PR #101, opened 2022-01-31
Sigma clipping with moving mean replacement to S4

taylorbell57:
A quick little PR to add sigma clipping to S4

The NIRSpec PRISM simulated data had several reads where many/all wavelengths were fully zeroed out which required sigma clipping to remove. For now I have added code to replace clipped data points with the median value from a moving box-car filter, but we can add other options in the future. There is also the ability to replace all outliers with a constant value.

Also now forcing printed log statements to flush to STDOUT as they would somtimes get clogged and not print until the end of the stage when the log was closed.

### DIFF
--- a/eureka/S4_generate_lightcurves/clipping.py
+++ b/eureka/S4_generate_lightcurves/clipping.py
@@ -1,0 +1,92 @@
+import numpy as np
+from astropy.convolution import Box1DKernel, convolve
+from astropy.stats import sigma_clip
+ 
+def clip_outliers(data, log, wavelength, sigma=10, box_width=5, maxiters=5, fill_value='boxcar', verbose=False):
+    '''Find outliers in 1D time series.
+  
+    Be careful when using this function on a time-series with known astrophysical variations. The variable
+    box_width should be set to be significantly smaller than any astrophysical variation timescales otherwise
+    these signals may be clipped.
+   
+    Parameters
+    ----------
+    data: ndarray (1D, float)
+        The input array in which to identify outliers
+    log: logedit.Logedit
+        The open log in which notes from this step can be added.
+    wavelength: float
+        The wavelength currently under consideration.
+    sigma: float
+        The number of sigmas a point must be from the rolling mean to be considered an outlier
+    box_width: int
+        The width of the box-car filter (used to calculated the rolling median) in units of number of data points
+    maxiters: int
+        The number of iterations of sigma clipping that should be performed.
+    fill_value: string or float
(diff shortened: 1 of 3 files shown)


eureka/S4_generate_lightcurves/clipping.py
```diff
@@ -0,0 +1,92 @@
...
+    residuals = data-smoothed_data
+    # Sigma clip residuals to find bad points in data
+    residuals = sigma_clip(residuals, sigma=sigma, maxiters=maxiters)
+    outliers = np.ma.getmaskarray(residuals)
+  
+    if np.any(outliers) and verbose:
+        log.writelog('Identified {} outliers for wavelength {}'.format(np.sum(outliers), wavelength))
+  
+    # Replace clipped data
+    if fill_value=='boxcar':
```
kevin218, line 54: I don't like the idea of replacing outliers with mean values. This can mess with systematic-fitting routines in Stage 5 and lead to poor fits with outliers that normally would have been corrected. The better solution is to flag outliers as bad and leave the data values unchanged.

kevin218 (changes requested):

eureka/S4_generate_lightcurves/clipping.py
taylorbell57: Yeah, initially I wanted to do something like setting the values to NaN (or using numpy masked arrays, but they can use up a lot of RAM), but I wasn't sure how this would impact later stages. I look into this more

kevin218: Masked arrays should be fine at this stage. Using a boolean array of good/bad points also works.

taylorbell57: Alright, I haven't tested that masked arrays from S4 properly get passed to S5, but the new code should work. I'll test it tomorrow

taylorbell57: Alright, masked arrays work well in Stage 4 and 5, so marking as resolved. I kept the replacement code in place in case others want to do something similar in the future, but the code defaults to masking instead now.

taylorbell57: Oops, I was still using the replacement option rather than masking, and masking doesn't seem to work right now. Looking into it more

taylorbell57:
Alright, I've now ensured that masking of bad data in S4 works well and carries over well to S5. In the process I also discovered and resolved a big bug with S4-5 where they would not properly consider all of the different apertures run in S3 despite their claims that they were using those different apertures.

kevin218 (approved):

* * *

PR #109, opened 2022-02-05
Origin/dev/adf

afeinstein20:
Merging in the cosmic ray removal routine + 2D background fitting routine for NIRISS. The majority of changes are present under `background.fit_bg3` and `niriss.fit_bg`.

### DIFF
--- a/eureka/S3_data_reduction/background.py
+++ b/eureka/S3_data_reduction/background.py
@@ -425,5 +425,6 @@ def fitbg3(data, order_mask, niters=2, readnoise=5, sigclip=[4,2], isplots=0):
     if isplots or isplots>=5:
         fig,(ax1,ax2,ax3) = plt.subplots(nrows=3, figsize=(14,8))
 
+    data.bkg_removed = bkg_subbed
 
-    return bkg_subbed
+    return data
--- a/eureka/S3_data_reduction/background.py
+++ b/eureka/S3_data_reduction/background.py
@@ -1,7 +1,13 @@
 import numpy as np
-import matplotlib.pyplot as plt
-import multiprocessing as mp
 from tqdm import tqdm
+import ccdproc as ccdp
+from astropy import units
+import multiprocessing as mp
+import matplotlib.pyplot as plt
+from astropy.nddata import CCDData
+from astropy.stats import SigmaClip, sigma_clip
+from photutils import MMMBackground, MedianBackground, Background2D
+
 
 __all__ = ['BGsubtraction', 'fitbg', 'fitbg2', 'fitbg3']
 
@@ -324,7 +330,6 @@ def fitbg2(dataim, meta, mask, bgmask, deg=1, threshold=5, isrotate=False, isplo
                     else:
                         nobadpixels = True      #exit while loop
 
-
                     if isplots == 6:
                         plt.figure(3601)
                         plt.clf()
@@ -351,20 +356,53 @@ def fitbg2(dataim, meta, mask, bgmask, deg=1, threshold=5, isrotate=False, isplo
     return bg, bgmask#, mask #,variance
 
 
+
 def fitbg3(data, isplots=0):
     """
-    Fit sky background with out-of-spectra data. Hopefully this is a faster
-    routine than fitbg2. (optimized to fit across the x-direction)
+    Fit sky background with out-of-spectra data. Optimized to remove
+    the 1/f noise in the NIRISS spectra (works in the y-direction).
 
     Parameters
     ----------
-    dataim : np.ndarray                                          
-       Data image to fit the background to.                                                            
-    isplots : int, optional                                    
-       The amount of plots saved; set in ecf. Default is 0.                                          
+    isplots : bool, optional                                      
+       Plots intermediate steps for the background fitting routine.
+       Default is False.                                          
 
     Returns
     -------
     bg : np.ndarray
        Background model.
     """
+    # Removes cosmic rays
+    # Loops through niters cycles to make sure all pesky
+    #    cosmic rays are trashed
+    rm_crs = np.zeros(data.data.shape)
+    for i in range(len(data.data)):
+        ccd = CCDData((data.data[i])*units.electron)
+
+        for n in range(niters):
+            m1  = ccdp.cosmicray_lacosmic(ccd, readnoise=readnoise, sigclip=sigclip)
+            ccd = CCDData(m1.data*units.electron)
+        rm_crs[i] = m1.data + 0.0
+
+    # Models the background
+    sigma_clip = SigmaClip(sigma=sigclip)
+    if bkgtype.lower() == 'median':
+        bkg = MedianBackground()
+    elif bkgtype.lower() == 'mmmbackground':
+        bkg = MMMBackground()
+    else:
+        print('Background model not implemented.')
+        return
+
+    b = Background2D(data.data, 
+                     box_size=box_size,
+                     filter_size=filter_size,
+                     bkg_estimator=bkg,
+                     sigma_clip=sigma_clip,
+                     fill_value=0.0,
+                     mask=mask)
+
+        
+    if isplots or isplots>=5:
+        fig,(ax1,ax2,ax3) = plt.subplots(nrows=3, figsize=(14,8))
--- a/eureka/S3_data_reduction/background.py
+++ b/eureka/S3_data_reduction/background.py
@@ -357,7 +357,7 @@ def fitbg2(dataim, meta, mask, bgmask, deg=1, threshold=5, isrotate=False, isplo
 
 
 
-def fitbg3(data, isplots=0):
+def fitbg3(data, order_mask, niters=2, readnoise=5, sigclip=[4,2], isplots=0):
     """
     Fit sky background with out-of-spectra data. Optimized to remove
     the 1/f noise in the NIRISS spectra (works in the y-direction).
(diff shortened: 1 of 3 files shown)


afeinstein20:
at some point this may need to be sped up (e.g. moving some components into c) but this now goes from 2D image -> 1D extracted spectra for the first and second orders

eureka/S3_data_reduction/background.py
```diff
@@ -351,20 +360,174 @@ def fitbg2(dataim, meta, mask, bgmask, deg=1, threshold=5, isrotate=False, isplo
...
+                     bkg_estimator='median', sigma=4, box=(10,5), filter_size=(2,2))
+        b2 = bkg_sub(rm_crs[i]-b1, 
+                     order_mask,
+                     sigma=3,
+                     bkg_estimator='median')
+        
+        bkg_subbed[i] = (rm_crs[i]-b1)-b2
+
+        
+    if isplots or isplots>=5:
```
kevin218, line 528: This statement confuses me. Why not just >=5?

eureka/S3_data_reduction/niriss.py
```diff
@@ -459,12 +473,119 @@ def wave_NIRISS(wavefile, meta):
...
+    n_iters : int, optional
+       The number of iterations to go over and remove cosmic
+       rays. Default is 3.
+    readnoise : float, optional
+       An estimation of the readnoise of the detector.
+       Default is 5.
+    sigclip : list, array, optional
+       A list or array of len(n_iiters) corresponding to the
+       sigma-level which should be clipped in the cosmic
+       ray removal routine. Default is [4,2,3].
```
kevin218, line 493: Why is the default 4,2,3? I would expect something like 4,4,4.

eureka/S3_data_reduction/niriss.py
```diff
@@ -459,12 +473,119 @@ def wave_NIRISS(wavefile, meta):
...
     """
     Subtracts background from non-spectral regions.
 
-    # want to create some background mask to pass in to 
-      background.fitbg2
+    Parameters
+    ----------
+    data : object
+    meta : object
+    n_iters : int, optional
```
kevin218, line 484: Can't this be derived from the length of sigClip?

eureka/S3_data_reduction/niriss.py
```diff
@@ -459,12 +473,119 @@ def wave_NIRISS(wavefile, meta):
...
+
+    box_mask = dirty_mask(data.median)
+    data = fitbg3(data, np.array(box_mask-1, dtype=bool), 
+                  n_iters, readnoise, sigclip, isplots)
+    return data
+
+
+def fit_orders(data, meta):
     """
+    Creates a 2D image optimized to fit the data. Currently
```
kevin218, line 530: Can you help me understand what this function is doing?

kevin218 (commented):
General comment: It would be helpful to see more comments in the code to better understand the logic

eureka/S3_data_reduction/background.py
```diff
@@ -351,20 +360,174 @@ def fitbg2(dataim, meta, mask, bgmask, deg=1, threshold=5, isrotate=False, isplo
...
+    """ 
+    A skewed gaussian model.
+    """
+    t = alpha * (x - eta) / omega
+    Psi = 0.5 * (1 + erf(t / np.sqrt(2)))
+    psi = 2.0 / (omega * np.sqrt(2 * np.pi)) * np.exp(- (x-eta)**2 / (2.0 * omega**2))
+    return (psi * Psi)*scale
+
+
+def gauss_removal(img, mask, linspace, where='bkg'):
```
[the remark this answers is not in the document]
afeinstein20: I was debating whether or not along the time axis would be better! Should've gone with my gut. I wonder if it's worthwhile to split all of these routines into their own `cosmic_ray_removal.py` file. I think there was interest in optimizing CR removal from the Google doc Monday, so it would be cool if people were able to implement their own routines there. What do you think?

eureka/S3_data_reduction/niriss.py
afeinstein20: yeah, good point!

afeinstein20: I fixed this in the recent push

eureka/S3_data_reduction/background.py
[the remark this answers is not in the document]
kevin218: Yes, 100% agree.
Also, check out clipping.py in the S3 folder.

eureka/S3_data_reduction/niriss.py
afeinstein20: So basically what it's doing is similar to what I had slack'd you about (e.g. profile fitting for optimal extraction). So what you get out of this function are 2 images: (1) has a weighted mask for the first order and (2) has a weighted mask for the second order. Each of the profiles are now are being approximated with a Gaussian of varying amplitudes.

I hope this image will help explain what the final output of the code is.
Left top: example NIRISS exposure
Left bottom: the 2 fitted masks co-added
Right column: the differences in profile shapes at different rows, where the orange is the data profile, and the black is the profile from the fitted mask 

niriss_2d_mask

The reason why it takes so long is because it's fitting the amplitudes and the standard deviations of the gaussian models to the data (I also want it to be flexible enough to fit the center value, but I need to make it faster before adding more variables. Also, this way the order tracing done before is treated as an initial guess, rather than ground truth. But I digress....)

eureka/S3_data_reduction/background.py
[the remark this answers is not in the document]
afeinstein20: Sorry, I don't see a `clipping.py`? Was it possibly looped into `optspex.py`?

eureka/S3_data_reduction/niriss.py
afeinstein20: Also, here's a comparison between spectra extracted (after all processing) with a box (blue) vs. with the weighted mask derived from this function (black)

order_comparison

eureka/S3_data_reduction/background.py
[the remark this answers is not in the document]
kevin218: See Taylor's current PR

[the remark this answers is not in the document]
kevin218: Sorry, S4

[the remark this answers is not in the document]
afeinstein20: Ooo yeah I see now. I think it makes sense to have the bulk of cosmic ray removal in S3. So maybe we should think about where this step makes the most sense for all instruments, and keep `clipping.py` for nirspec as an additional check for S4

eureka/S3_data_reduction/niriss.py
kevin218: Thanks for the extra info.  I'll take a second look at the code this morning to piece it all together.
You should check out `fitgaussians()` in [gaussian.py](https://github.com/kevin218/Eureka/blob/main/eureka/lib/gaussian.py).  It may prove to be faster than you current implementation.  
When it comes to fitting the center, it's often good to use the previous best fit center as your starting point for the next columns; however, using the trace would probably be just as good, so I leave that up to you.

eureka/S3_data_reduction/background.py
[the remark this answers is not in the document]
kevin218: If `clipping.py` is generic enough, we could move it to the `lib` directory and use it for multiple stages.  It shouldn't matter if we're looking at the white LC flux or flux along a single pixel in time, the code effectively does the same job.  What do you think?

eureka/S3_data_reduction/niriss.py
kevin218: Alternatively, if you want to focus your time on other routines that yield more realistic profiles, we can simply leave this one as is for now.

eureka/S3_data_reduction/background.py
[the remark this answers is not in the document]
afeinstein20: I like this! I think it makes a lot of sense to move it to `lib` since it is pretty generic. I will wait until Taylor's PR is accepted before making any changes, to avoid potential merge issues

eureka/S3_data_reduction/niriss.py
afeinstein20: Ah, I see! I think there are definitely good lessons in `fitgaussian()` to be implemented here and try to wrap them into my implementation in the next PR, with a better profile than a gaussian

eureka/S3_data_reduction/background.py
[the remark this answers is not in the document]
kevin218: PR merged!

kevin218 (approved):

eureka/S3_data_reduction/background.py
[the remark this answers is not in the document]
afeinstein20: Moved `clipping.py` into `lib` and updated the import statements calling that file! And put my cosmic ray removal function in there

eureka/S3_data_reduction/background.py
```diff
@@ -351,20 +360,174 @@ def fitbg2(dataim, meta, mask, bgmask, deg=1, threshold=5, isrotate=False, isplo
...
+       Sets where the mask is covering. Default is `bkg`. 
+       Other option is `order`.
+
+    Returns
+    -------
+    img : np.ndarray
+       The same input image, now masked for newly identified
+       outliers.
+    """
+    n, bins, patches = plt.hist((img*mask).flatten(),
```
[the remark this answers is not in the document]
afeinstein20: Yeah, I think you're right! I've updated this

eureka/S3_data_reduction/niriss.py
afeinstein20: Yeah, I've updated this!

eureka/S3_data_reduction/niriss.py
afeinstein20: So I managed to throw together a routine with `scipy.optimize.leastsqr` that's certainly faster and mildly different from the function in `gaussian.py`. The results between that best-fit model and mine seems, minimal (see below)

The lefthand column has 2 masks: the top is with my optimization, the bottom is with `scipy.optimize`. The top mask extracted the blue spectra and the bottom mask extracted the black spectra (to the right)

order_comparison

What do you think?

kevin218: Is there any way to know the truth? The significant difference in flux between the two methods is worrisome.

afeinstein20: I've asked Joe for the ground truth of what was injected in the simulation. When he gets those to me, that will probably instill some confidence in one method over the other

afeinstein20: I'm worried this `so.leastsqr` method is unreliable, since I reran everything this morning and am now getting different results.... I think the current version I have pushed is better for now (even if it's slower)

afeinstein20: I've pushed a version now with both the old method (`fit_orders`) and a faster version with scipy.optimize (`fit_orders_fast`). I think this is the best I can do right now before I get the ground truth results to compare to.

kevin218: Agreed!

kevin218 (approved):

...

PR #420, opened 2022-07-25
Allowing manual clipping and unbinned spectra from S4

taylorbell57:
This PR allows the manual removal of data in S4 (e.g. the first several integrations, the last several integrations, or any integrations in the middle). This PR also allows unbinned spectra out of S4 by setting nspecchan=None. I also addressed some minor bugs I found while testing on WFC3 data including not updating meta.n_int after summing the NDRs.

TASK STATEMENT >>
All lines above from the one containing "should be performed." to the one containing "kevin218: Masked arrays" must be repeated exactly, both lines included, and no others.

WRITTEN SOLUTION >>
+        The number of iterations of sigma clipping that should be performed.
+    fill_value: string or float
(diff shortened: 1 of 3 files shown)


eureka/S4_generate_lightcurves/clipping.py
```diff
@@ -0,0 +1,92 @@
...
+    residuals = data-smoothed_data
+    # Sigma clip residuals to find bad points in data
+    residuals = sigma_clip(residuals, sigma=sigma, maxiters=maxiters)
+    outliers = np.ma.getmaskarray(residuals)
+  
+    if np.any(outliers) and verbose:
+        log.writelog('Identified {} outliers for wavelength {}'.format(np.sum(outliers), wavelength))
+  
+    # Replace clipped data
+    if fill_value=='boxcar':
```
kevin218, line 54: I don't like the idea of replacing outliers with mean values. This can mess with systematic-fitting routines in Stage 5 and lead to poor fits with outliers that normally would have been corrected. The better solution is to flag outliers as bad and leave the data values unchanged.

kevin218 (changes requested):

eureka/S4_generate_lightcurves/clipping.py
taylorbell57: Yeah, initially I wanted to do something like setting the values to NaN (or using numpy masked arrays, but they can use up a lot of RAM), but I wasn't sure how this would impact later stages. I look into this more

kevin218: Masked arrays should be fine at this stage. Using a boolean array of good/bad points also works.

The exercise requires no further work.